His daughter has an HNRNPH2-related neurodevelopmental disorder that makes it hard for her to form connections with other children.
He explained that while Rose communicates through sounds and emotions, she struggles to interact or play with others.
Life after diagnosis: A new mission begins
After the diagnosis, Casey made a life-changing decision. He walked away from a Sony record deal to focus entirely on helping his daughter.
In 2023, he founded AlphaRose Therapeutics, a biotech company aiming to create a treatment tailored for Rose.
So far, it has raised over $1 million and is working toward a $5 million goal by June to support clinical trials.
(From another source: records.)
PR #3608, opened 2016-11-16
[locale] ja, zh-*, ko: Standardize CJK time formats

jasonkb:
Time formats like '16:00' are predominant on China, Taiwan, Hong Kong, and Japan websites and apps. Time format like '오후 4:00' is predominant on Korea websites and apps. The current moment.js formats, following pattern of "4[시点點時] 0[分분]", are infrequently used for displaying times on CJK websites and apps. In particular, a time with zero minutes like "4시 0분", "4点0分", or "4時0分" is exceedingly awkward.

This change also removes an inconsistency in 'calendar' between zh-cn and the two other zh locales (zh-hk and zh-tw). Now 'calendar' will refer to days in the current week in the same way across these three locales. I am roughly familiar with written Chinese as used in CN, TW, and HK, and am not aware of a systematic difference how one refers to calendar days in the current week. Let me know if I'm missing something :)

This change also makes the l, ll, lll, llll formats set explicitly to match the L, LL, LLL, LLLL in CJK. This is to avoid incorrect day-of-week abbreviations like "2010年2月14日午後3時25分 日" ("日" is inappropriate as a standalone word) or "2010년 2월 14일 일 오후 3시 25분" ("일" is inappropriate as a standalone word).

@baryon (ja)
@kyungw00k @jeeeyul (ko)
@suupic @zenozeng (zh-cn)
@ben-lin @hehachris (zh-tw and zh-hk)
Could you help review? Thank you :)

Below I have collected some evidence that the formats in this PR are appropriate, from various popular websites and apps.

### ja

Facebook uses "16:00" format.
screenshot 2016-11-15 01 32 42

GMail uses "16:00" format.
screenshot 2016-11-15 23 20 38
screenshot 2016-11-15 23 20 44

Wikipedia talk pages use "16:00" format.
screenshot 2016-11-15 22 54 10

Line on Japanese-language phone uses "16:00" format.
15129010_10101031834192808_8544315342583548960_o

KakaoTalk on Japanese-language phone uses "16:00" format.
15025430_10101031836458268_223990604552638952_o

### ko

Facebook uses "오후 4:00" format.
screenshot 2016-11-15 01 49 35

Twitter uses "오후 4:00" format.
screenshot 2016-11-15 23 30 39

GMail uses "오후 4:00" in some places and "16:00" format in other places (!)
screenshot 2016-11-15 23 17 53
screenshot 2016-11-15 23 18 36

Naver News uses "16:00" format.
screenshot 2016-11-15 23 12 29

[...]

PR #3612, opened 2016-11-19
Add context for longDateFormat and omit 分 when minutes === 0 in longDateFormat of zh-CN

zenozeng:
Just as @jasonkb said in #3608:

> I am especially concerned about the YYYY年MMMD日Ah点mm分 format when there are 0 minutes -- the relatively common case of a timestamp that is on the hour. This comes out as e.g. "2016年11月17日下午4点0分" which is quite awkward -- one would not write it that way, and certainly not speak it that way (the 0分 would be elided). 

This pull request adds context for longDateFormat so that we could return different format based on context. This pull request also omit 分 when minutes === 0 in longDateFormat of zh-CN.

The context object contains 2 fields: context.moment and context.input.
context.moment is the moment instance when we format and context.input is the string input when we parse.

### DIFF
--- a/src/lib/create/from-string-and-format.js
+++ b/src/lib/create/from-string-and-format.js
@@ -28,7 +28,7 @@ export function configFromStringAndFormat(config) {
         stringLength = string.length,
         totalParsedInputLength = 0;
 
-    tokens = expandFormat(config._f, config._locale).match(formattingTokens) || [];
+    tokens = expandFormat(config._f, config._locale, {input: string}).match(formattingTokens) || [];
 
     for (i = 0; i < tokens.length; i++) {
         token = tokens[i];
--- a/src/lib/format/format.js
+++ b/src/lib/format/format.js
@@ -67,17 +67,22 @@ export function formatMoment(m, format) {
         return m.localeData().invalidDate();
     }
 
-    format = expandFormat(format, m.localeData());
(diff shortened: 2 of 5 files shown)


jasonkb:
@zenozeng Thank you, looks reasonable to me!

jasonkb:
@zenozeng After this PR is merged, I will update my PR to work on top of it! Any blockers to merging this one? Thank you again!

zenozeng:
@jasonkb Sorry, I am just contributor of zh-CN locale, not a moment team member. I do not have permission to merge PR. 

@maggiepint Would you please review and merge this PR?

jasonkb:
@zenozeng Sounds great, thanks again~

maggiepint:
I'm not sure why this approach is necessary. The original input for the date can be found in the moment object itself as `_pf._i`. That being said, keep in mind that moment objects can be mutated, so the original input may not be the date contained therein. That being said, I'm not sure how this works. It seems like what you have is a case where a 0 minutes situation changes the output format. Would a post-format function, like the one in the Tibetan (bo) locale help here?

ichernev:
As @maggiepint pointed out, you can/should/must NOT do this. You're free to implement your own formatting functions in a plugin (or just in your code base), and do all the weird things you want, accept input, parameters etc, but this is not going in.

PR #3615, opened 2016-11-19
[feature] duration format in core moment

marwahaha:
I hope to address #1048 by porting @jsmreese 's plugin into moment core. Since #3308 closed, I tried to pick up where @butterflyhug left off.

Features 
-----
`moment.duration.format([template] [, precision] [, settings])`
for comparison, see https://github.com/jsmreese/moment-duration-format

❌ [**REMOVED**] If no template or other arguments are provided, the default template function will generate a template string based on the duration's value.
```
moment.duration(123, "seconds").format();
// "0:02:03"

moment.duration(123, "months").format();
// "10y 3m"
```
✔️  `template` (string|function) is the string used to create the formatted output, or a function that returns the string to be used as the format template.
```
moment.duration(123, "minutes").format("h:mm");
// "2:03"
```
The template string is parsed for moment-token characters, which are replaced with the duration's value for each unit type. The default tokens are:
```
years:   Y or y
months:  M
weeks:   W or w
days:    D or d
hours:   H or h
minutes: m
seconds: s
ms:      S
```
✔️ `precision` (number) defines the number of digits to display for the final value.

The default precison value is 0.
```
moment.duration(123, "minutes").format("h [hrs]");
// "2 hrs"
```
Positive precision defines the number of digits to display to the right of the decimal point.
```
moment.duration(123, "minutes").format("h [hrs]", 2);
// "2.04 hrs"
```
Negative precision will truncate the value to the left of the decimal point.
```
moment.duration(123, "minutes").format("m [min]", -1);
// "120 min"
```
✔️ `settings` is an object that can override any of the default moment duration format options.

Both the `template` and `precision` arguments may be specified as properties of a single settings object argument, or they may be passed separately along with an optional settings object.
```
moment.duration(123, "minutes").format({ template: "h [hrs]", precision: 2 });
// "2.04 hrs"
```
#### Settings
❌ `trim` (not implemented): Leading tokens are automatically trimmed when they have no value.
❌ `forceLength` (not implemented): Force the first moment token with a value to render at full length, even when the template is trimmed and the first moment token has a length of 1. Sounds more complicated than it is.
❌    `trunc` (REMOVED): Truncates final token value (default is false, does rounding instead)
✔️ `decimalSeparator` (implemented):  string or a function, default detects environment's decimalSeparator from http://stackoverflow.com/questions/1074660/with-a-browser-how-do-i-know-which-decimal-separator-does-the-client-use
✔️  Escape Token (implemented): Define something other than square brackets as escape characters.
✔️  y/m/d/h/m/s/ms tokens (implemented): Define something other than defaults for tokens.
✔️ general default token (implemented): By default, it's `/.+?/`. One can change it in the plugin, but we may not want to allow changes.
❌ [REMOVED] `types` of tokens that are searched (implemented): By default, we are searching for `'escape years months weeks days hours minutes seconds milliseconds general'`.
✔️ You can change the tokens with something like 
```
moment.duration.fn.format.defaults.weeks = /custom+/;
```
or like 
```
moment.duration(1234, 'days').format('custom weeks', { weeks: /custom+/ })
```

Notes:
-----
❌ ❓  The format tokens are not default moment tokens. I need to fix this as per CR, but I'm not sure how, since the format tokens all refer to durations.
✔️  (completed) I've taken out all references to `trim` (and `forceLength` and `trunc`). We can add that into core moment later. The behavior is now slightly different than in the plugin.
✔️ (completed) I've added internationalization using `this.localeData().postformat`, similar to other core moment formatting. This should work ok even with the `decimalSeparator` setting.
✔️ ❗️ (for your information) This adds about 2.3K to `moment.min.js` (I think this is ~4.5%). If you need it thinner, let me know.
✔️  (ok'd by @jsmreese) Conversions to months are handled a bit differently! I suppose @jsmreese used 30 days to a month, but it's now something more like 365/12 . So, I adjusted some of the tests to make it pass.

Architecturally, this started a bit different than core moment, and this may need more work and discussion. I'm happy to code, but I want to hear from all of you.


jsmreese:
> Conversions to months are handled a bit differently! I suppose @jsmreese used 30 days to a month, but it's now something more like 365/12 . So, I adjusted some of the tests to make it pass.

This was because of changes in the way moment itself handled conversions between units. For context on what happened, see https://github.com/moment/moment/pull/1925

Adjusting the tests to make it pass is the right thing to do -- I don't think I ever got around to finishing that.

marwahaha:
This is ready, but I just need some love from the moderators!

maggiepint:
This is fun! Sorry, we're all a little behind here. I'm going to start reviewing now.

src/lib/duration/format.js
```diff
@@ -0,0 +1,283 @@
...
+
+        return val;
+    });
+
+
+    return this.localeData().postformat(tokens.join(''));
+}
+
+formatDuration.defaults = {
+    // token definitions
```
maggiepint: If this is coming into core, it needs to use the same format tokens that Moment does or we will be crazy confused from a support standpoint. If you change it to do that, it can use the same regular expressions, imported from the units folder, to look for the tokens

src/lib/duration/format.js
```diff
@@ -0,0 +1,283 @@
...
+    hours: /[Hh]+/,
+    minutes: /m+/,
+    seconds: /s+/,
+    milliseconds: /S+/,
+    general: /.+?/,
+
+    // token type names
+    // in order of descending magnitude
+    // can be a space-separated token name list or an array of token names
+    types: 'escape years months weeks days hours minutes seconds milliseconds general',
```
maggiepint: As I read everything here, there is support for changing the format tokens. This is fine for the plugin, but if it can be removed from this pull, that would really reduce size and complexity. I don't see it as a necessary component in all of this.

maggiepint:
Okay, it turns out I'm very tired today :-).

Overall thoughts:

You're on the right track trying to use the expand format function in format/format. That would save a lot of code here. To do that, we would need to unify the token sets to be the same, but to me that is correct anyways.

There are a lot of configurability options on this plugin. Are all of them used? What can we trim down?

Can we modularize a bit for code clarity?

marwahaha:
Ok, working on this now. I can try to summarize the features in this PR.

src/lib/duration/format.js
marwahaha: Tokens are defined within this file. Defaults are set, which can be overwritten. The `types` settings controls which format tokens to be searched in the string.

src/lib/duration/format.js
marwahaha: Where can I find the default format tokens Moment uses?

jsmreese: I believe you're looking for these: http://momentjs.com/docs/#/displaying/

marwahaha:
@maggiepint I think I have a sense of how `.format()` is implemented for Moment objects. The method calls used by formatFunctions throughout files in `src/lib/units/` are different between Moment objects and Duration objects. An example is `this.year` (Moment) vs `this.years` (Duration). It would be rather complicated to create token callback functions specifically for duration objects, and wire them through the same logic as the `formatMoment` function.

After looking at the code for awhile, I wonder if it's best to leave the token definitions & defaults for this formatting here. If you like, I can modularize in some way so the single file is not so large.

marwahaha:
Let me know how I can help here @maggiepint

marwahaha:
Pinging this thread again @maggiepint

marwahaha:
Bumping this thread.

cdaringe:
The tests looks really good!

src/lib/utils/each.js
```diff
@@ -0,0 +1,14 @@
+var each;
+
+if (Array.prototype.forEach) {
```
ichernev: I think we dropped IE8, and this was needed in there; not any more.

src/test/moment/duration_format.js
```diff
@@ -0,0 +1,255 @@
+import { module, test } from '../qunit';
+import moment from '../../moment';
+
+module('duration');
+
+test('Basic Use', function (assert) {
```
ichernev: All our tests use lower case names (convention)

src/test/moment/duration_format.js
```diff
@@ -0,0 +1,255 @@
...
+    assert.equal(moment.duration(15, 'seconds').format('m', 2), '0.25');
+    assert.equal(moment.duration(20, 'seconds').format('m', 3), '0.333');
+    assert.equal(moment.duration(30, 'seconds').format('m', 4), '0.5000');
+    assert.equal(moment.duration(40, 'seconds').format('m', 5), '0.66667');
+    assert.equal(moment.duration(59, 'seconds').format('m', 0), '1');
+    assert.equal(moment.duration(59, 'seconds').format('m'), '1');
+});
+
+test('Negative Precision', function (assert) {
+    assert.equal(moment.duration(15, 'seconds').format('s', -1), '20');
```
ichernev: what if you number is smaller than the precision?

src/lib/duration/format.js
```diff
@@ -0,0 +1,245 @@
...
+    general: /.+?/,
+
+    // token type names: in order of descending magnitude
+    // can be a space-separated token name list or an array of token names
+    types: 'escape years months weeks days hours minutes seconds milliseconds general',
+
+    // FORMAT OPTIONS:
+    // trunc: default behavior rounds final token value
+    // set to `true` to truncate final token value (this was the default behavior in moment-duration-format version 1)
+    trunc: false,
```
ichernev: So this is more of a round vs floor thing. But when your context is truncation, it will be different for positive/negative numbers. We can drop this feature altogether and keep it rounding (and if somebody complains we can add flooring later on).

src/lib/duration/format.js
```diff
@@ -0,0 +1,245 @@
...
+                return 'd[d] h[h]';
+            case 'days':
+                return 'M[m] d[d]';
+            case 'weeks':
+                return 'y[y] w[w]';
+            case 'months':
+                return 'y[y] M[m]';
+            case 'years':
+                return 'y[y]';
+            default:
```
ichernev: So the fact that 0 duration gets the longest format is not a bug?

src/lib/duration/format.js
```diff
@@ -0,0 +1,245 @@
...
+    days: /[Dd]+/,
+    hours: /[Hh]+/,
+    minutes: /m+/,
+    seconds: /s+/,
+    milliseconds: /S+/,
+    general: /.+?/,
+
+    // token type names: in order of descending magnitude
+    // can be a space-separated token name list or an array of token names
+    types: 'escape years months weeks days hours minutes seconds milliseconds general',
```
ichernev: Why would you make this part of the API, I mean, it feels very low level and limited utility.

marwahaha:
@maggiepint I tried integrating the format tokens but kept running into problems. For example, `moment`s use `this.year()` but `Duration`s use `this.years()`. So, each formatToken is wrong.

Options
* I can update each formatToken to parse whatever Durations have AND whatever Moments have... (so I can retain a lot of the functionality of moment#format())
* I can create new formatTokens to parse whatever Durations use (so I dont use things like meridiem)

Either way, I feel like it's going to be a lot of code. So far, I'm staying close to @jsmreese 's APIs but I'm happy to trim all the way down to what @ichernev suggests.

gabrielgrant:
@ichernev do @marwahaha 's latest changes address your concerns? I agree with your comment that there's no need to overly rush this, but there's also no reason to leave it bit-rotting on a branch if it's ready to merge

bderblatter:
It's been almost 2 years since the last real update to this PR.  What's the current status?

marwahaha:

Issue #3619, opened 2016-11-23
Leverage setHours to have a more efficient implementation of start-end-of


aymericbouzy:
**Description of the Issue and Steps to Reproduce:**

```
let d = new Date()
d.setHours(0, 0, 0, 0)
```
is way more efficient than : 
```
let d = new Date()
d.setHours(0)
d.setMinutes(0)
d.setSeconds(0)
d.setMilliseconds(0)
```
(about **400** times faster)

When calling `startOf(unit)`, where `unit` is one of `'hour'`, `'day'`, `'week'`, `'month'`, `'year'`, moment should use the first method rather than the second one.

**Environment:**

I'm running a ReactNative app on an iOS Simulator, running iOS 10.1.

**Other information that may be helpful:**
* The time zone setting of the machine the code is running on : UTC + 01:00 (Paris, France)
* The time and date at which the code was run : 2016-11-23T10:56:19+01:00
* Other libraries in use (TypeScript, Immutable.js, etc) : ReactNative

```js
console.log( (new Date()).toString())
// [Log] Wed Nov 23 2016 10:58:47 GMT+0100 (CET) (index.ios.bundle, line 788)
console.log((new Date()).toLocaleString())
// [Log] 11/23/2016, 10:58:47 AM (index.ios.bundle, line 788)
console.log( (new Date()).getTimezoneOffset())
// [Log] -60 (index.ios.bundle, line 788)
console.log( navigator.userAgent)
// [Log] undefined (index.ios.bundle, line 788)
console.log(moment.version)
// [Log] 2.14.1 (index.ios.bundle, line 788)
```

aymericbouzy:
#3620

maggiepint:
closed in favor of #3620

PR #3620, opened 2016-11-23
[feature] create setTime function

aymericbouzy:
This increases the performance of startOf / endOf by a factor of about 90 for `'day'`.

NB : This is my first PR, i'm not sure what I should do, especially regarding proving my call about this performance gain. I see there is a benchmark folder, but I don't know what to do about it. I have run grunt tests successfully on my computer.

### DIFF
--- a/src/lib/moment/start-end-of.js
+++ b/src/lib/moment/start-end-of.js
@@ -1,4 +1,5 @@
 import { normalizeUnits } from '../units/aliases';
+import { setTime } from '../units/hour';
 
 export function startOf (units) {
     units = normalizeUnits(units);
@@ -16,8 +17,8 @@ export function startOf (units) {
         case 'isoWeek':
         case 'day':
         case 'date':
-            this.hours(0);
-            /* falls through */
+            setTime(this, 0, 0, 0, 0);
+            break;
         case 'hour':
             this.minutes(0);
             /* falls through */
--- a/src/lib/units/hour.js
+++ b/src/lib/units/hour.js
@@ -8,6 +8,7 @@ import { HOUR, MINUTE, SECOND } from './constants';
 import toInt from '../utils/to-int';
 import zeroFill from '../utils/zero-fill';
 import getParsingFlags from '../create/parsing-flags';
+import { hooks } from '../utils/hooks';
 
 // FORMATTING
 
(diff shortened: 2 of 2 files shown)


aymericbouzy:
#3619

src/lib/moment/start-end-of.js
```diff
@@ -16,8 +17,8 @@ export function startOf (units) {
         case 'isoWeek':
         case 'day':
         case 'date':
-            this.hours(0);
-            /* falls through */
+            setTime(this, 0, 0, 0, 0);
+            break;
         case 'hour':
             this.minutes(0);
```
icambron: Seems like the `hour` case should be `this.setTime(this, this.hour(), 0, 0, 0)`, etc

icambron:
This could use some benchmarks. Do you mind adding one? They run via `grunt benchmarks`.

src/lib/moment/start-end-of.js
aymericbouzy: True! I also need to benchmark the functions `setMinutes(minutes, seconds, milliseconds)` and `setSeconds(seconds, milliseconds)` to see if they are even more efficient.

ichernev:
@aymericbouzy can you please add a simple benchmark as @icambron pointed out. Also, why stop there -- can't we use this `setTime` to speed up other cases as well. Of course the benchmark will show, but its minimal amount of code and looks like massive improvements of speed, so I don't see why not.

Also when we go immutable it will be much more pronounced.

aymericbouzy:
Hi @ichernev, sorry for the delay, I've been busy and open source contribution is quite new to me. I'll look into this later today.

aymericbouzy:
It seems my code does not speed things up when ran with command `grunt benchmark`. It has significant impact on my iOS React Native App though, which runs with JavaScriptCore if I'm not mistaken. I don't know how to run benchmarks using different Javascript engines. I'm really a beginner on all these subjects.

Does anyone know if I can ask grunt to run the benchmark task using a different engine ? I haven't found anything about this yet in the documentation. Otherwise, I guess we can close this PR for now.

ichernev:
@aymericbouzy from my cursory understanding of the matter, you can not run `grunt benchmark` with `JavaScriptCore`. Maybe you can redo your tests in a clean way to make 100% certain that this particular change speeds up your code.

We've always wanted to remove this crazy case fall through, and we'll certainly like to have it in v3, so I'll merge it anyway. Just make sure to fix all cases (not just `date`).

marwahaha:
Thanks for this, and sorry it never got merged. I'm going to take #4338 which will supersede this one.

aymericbouzy:
It's fine, I never took the time to finish this PR anyway 🤗

PR #3638, opened 2016-12-04
[misc] TS: Make typescript definitions work with 1.x

ichernev:
This fixes the definitions file from breaking changes introduced in #3490. Now the file is somewhat compatible with 2.0 with the use of `void` instead of `undefined`, but unfortunately `null` arguments are not supported with 2.x and `strictNullChecks`, because `null` keyword is not available in 1.x.

The typescript definitions will be updated for 2.0 (proper `null` support) with the release of moment 3.x. **NOTE** Any requests to fix the definitions before that will be denied.

**NOTE2**: For the eager 2.0 ts users -- the definition file includes in comments whether the `void` corresponds to null, undefined, or both. So one can simply write a script to generate a proper 2.0 definition. The scope of this generator is *not* part of the moment team's efforts, so PRs won't be accepted.

### DIFF
--- a/moment.d.ts
+++ b/moment.d.ts
@@ -68,7 +68,7 @@ declare namespace moment {
     sameElse?: CalendarSpecVal;
 
     // any additional properties might be used with moment.calendarFormat
-    [x: string]: CalendarSpecVal | undefined;
+    [x: string]: CalendarSpecVal | void; // undefined
   }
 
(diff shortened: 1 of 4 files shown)


ichernev:
Merged in aedd0dd7368d73a96281b173e3f8903eb7fab1af

Issue #3632, opened 2016-11-30
toISOString shouldn't return "Invalid Date" when called on a invalid moment


andjd:
Because ISO dates are typically not used for direct human consumption and rather as a data interchange format, returning the string "Invalid Date" isn't very useful.  Throwing a RangeError (which the native JS date object does) or returning null or would be more useful.

**Description of the Issue and Steps to Reproduce:**
create an invalid moment object (e.g. moment(null) or moment("0000-00-00"))
call toISOString on the invalid moment
see the string 'Invalid Date' is returned

**Environment:**

Chrome on Fedora

icambron:
I think returning `null` is probably reasonable here.

maggiepint:
Closed in favor of #3710

PR #3644, opened 2016-12-05
changed toISOString invalid date to null

flakolefluk:
issue #3632, changed function and tests

### DIFF
--- a/src/lib/locale/invalid.js
+++ b/src/lib/locale/invalid.js
@@ -1,5 +1,5 @@
-export var defaultInvalidDate = 'Invalid date';
+export var defaultInvalidDate = null;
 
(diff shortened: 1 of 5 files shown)


butterflyhug:
Thanks for implementing this!

This PR is changing `format` and maybe also `toString`, `toJSON`, etc -- not just `toISOString`.  In particular, I think `toString` needs to keep the current behavior because it must always return a proper string.  In general, I think we need a clear list of all the APIs affected by this code change in order to provide reliable feedback about whether all of those API changes are acceptable.

maggiepint:
Closing in favor of #3710 since there hasn't been movement here and that one is good to go.

PR #6952, opened 2024-11-06
Fix Ruff B008 errors

janasangeetha:
#6945

### DIFF
--- a/tfx/dsl/component/experimental/decorators_test.py
+++ b/tfx/dsl/component/experimental/decorators_test.py
@@ -140,8 +140,10 @@ def verify_beam_pipeline_arg(a: int) -> OutputDict(b=float):  # pytype: disable=
 
 def verify_beam_pipeline_arg_non_none_default_value(
     a: int,
-    beam_pipeline: BeamComponentParameter[beam.Pipeline] = beam.Pipeline(),
+    beam_pipeline: BeamComponentParameter[beam.Pipeline] = 0,
 ) -> OutputDict(b=float):  # pytype: disable=invalid-annotation,wrong-arg-types
+  if beam_pipeline == 0:
+    beam_pipeline = beam.Pipeline()
   del beam_pipeline
   return {'b': float(a)}
 
--- a/tfx/dsl/component/experimental/decorators_typeddict_test.py
+++ b/tfx/dsl/component/experimental/decorators_typeddict_test.py
@@ -140,8 +140,10 @@ def verify_beam_pipeline_arg(a: int) -> TypedDict('Output6', dict(b=float)):  # 
 
 def verify_beam_pipeline_arg_non_none_default_value(
     a: int,
-    beam_pipeline: BeamComponentParameter[beam.Pipeline] = beam.Pipeline(),
+    beam_pipeline: BeamComponentParameter[beam.Pipeline] = 0,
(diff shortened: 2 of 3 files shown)


tfx/dsl/component/experimental/decorators_test.py
```diff
@@ -140,8 +140,10 @@ def verify_beam_pipeline_arg(a: int) -> OutputDict(b=float):  # pytype: disable=
 
 def verify_beam_pipeline_arg_non_none_default_value(
     a: int,
-    beam_pipeline: BeamComponentParameter[beam.Pipeline] = beam.Pipeline(),
+    beam_pipeline: BeamComponentParameter[beam.Pipeline] = 0,
```
lego0901, line 143: `beam_pipeline: BeamComponentParameter[beam.Pipeline] = None` looks better

tfx/dsl/component/experimental/decorators_typeddict_test.py
```diff
@@ -140,8 +140,10 @@ def verify_beam_pipeline_arg(a: int) -> TypedDict('Output6', dict(b=float)):  #
 
 def verify_beam_pipeline_arg_non_none_default_value(
     a: int,
-    beam_pipeline: BeamComponentParameter[beam.Pipeline] = beam.Pipeline(),
+    beam_pipeline: BeamComponentParameter[beam.Pipeline] = 0,
```
lego0901, line 143: ditto

lego0901 (approved):
Thanks! Just added some minor comments

tfx/dsl/component/experimental/decorators_typeddict_test.py
janasangeetha: Error:
`
FAILED tfx/dsl/component/experimental/decorators_typeddict_test.py::ComponentDecoratorTest::testBeamPipelineDefaultIsNotNoneFails - TypeError: Argument a should be a Channel of type <class 'tfx.types.standard_artifacts.Integer'> (got 1)
`

tfx/dsl/component/experimental/decorators_test.py
lego0901: Oh I see. The typing error is pretty clear. You cannot assign an integer to other type.

If it is to avoid B008, then how's about doing it in this way?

A new treatment has already been developed for HNRNPH2-related neurodevelopmental disorder, and the company is now raising funds and seeking approval to begin trials.
Rose could start treatment within six months if everything goes according to plan.
“This is just the beginning for me. I’m devoting the rest of my life to this,” Casey said.
His journey is featured in Rare, a documentary that follows families searching for cures for children diagnosed with rare and ultra-rare genetic disorder.
The film was recently shown in Washington, D.C., where Casey and others are pushing for clearer rules and more funding for treatments that can help the 30 million Americans living with rare conditions.
The FDA states that more than 7,000 rare diseases each affect fewer than 200,000 people in the U.S., with many having no effective treatment and being life-threatening.
Living with an ultra-rare genetic disorder
Every day matters for Casey and his family as they watch Rose’s health closely.
Despite developing at the level of an 18-month-old, Rose continues to fight through each day.
Her father remains hopeful, praising her determination to survive and engage with the world.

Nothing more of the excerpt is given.